▶ Data to use:
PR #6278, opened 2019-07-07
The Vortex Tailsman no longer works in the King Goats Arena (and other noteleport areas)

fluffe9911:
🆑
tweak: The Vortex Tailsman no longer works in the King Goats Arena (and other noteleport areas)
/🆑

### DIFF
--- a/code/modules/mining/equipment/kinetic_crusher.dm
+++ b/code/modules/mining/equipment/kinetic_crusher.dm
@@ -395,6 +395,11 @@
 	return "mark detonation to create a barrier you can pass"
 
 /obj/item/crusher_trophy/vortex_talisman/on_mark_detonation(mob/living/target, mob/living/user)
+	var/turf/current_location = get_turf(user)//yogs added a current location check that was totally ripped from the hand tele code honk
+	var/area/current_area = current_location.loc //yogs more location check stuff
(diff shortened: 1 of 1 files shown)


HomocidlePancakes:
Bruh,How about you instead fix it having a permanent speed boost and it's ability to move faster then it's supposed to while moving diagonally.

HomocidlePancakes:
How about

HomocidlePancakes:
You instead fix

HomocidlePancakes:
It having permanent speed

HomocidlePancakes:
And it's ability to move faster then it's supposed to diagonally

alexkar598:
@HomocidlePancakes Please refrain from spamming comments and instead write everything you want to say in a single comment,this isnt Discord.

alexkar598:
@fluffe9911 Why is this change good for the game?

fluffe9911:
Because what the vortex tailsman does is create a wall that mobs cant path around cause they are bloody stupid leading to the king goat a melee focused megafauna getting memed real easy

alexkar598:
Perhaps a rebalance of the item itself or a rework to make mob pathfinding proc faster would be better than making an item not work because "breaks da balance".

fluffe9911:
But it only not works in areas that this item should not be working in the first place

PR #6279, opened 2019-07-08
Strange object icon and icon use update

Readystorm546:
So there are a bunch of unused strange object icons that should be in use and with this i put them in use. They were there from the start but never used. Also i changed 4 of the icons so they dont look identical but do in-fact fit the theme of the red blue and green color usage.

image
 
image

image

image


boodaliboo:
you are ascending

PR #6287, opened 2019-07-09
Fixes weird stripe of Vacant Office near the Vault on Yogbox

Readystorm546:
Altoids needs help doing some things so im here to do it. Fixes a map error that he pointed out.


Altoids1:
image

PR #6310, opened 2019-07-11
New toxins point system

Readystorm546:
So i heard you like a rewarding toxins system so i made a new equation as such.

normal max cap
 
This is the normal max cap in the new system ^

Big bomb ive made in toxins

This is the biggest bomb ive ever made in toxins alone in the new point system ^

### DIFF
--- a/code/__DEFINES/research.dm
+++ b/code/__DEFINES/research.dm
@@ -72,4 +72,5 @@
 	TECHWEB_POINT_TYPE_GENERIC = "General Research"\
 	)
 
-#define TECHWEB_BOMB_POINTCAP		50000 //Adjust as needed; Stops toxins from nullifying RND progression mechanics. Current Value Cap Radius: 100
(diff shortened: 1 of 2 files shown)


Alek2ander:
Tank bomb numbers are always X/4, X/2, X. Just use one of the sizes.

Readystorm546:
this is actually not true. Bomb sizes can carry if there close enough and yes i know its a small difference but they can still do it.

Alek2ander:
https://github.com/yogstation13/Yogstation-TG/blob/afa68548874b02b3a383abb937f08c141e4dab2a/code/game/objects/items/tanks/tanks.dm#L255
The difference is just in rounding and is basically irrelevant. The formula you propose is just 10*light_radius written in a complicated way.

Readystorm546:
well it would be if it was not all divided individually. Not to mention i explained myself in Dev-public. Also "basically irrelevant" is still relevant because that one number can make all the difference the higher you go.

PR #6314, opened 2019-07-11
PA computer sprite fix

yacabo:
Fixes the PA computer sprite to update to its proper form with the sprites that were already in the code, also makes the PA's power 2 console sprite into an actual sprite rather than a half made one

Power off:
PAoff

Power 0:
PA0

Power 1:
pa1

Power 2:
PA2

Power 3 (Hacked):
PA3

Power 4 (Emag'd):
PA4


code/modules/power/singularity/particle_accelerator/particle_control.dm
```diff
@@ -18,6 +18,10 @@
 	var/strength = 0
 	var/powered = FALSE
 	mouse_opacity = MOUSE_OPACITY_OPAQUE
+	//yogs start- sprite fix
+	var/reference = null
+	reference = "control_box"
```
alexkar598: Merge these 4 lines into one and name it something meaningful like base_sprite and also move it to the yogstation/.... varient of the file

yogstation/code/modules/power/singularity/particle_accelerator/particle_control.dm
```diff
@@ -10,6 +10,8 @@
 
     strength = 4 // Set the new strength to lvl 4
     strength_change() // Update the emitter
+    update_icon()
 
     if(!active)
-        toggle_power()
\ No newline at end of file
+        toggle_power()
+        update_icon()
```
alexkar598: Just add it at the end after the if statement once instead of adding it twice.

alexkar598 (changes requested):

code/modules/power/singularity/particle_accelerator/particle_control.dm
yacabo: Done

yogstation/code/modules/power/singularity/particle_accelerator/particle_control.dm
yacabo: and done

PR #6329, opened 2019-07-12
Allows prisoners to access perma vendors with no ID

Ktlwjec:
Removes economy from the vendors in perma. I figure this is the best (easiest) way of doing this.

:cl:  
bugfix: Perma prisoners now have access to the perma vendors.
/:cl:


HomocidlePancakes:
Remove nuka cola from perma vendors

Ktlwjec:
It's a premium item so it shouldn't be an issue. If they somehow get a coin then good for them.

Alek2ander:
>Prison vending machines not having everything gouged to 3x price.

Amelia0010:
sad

▶ What is required: Gather, from the listing above, every line carrying the word "noteleport".

▶ Result of this exercise:
The Vortex Tailsman no longer works in the King Goats Arena (and other noteleport areas)
tweak: The Vortex Tailsman no longer works in the King Goats Arena (and other noteleport areas)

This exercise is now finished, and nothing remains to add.